Search the data for the word "generator". Reproduce every line where it is found.

***** Data listing *****

PR #739, opened 2024-05-30
feat(mdk)!: `mdk_typescript`

Yohe-Am:
- Implements the `mdk_typescript` code generator for typescript type inference on Deno runtime external modules.
- Ports the very simple generator already present in meta-cli.
- Removes old codegen from cli and sdk.

#### Migration notes

- Metagen section of `metatype.yaml` has changed. Targets are now lists instead of maps, items no sporting `generator` field instead of key acting as ref to generator.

*****

● Worked solution
- Implements the `mdk_typescript` code generator for typescript type inference on Deno runtime external modules.
- Ports the very simple generator already present in meta-cli.
- Metagen section of `metatype.yaml` has changed. Targets are now lists instead of maps, items no sporting `generator` field instead of key acting as ref to generator.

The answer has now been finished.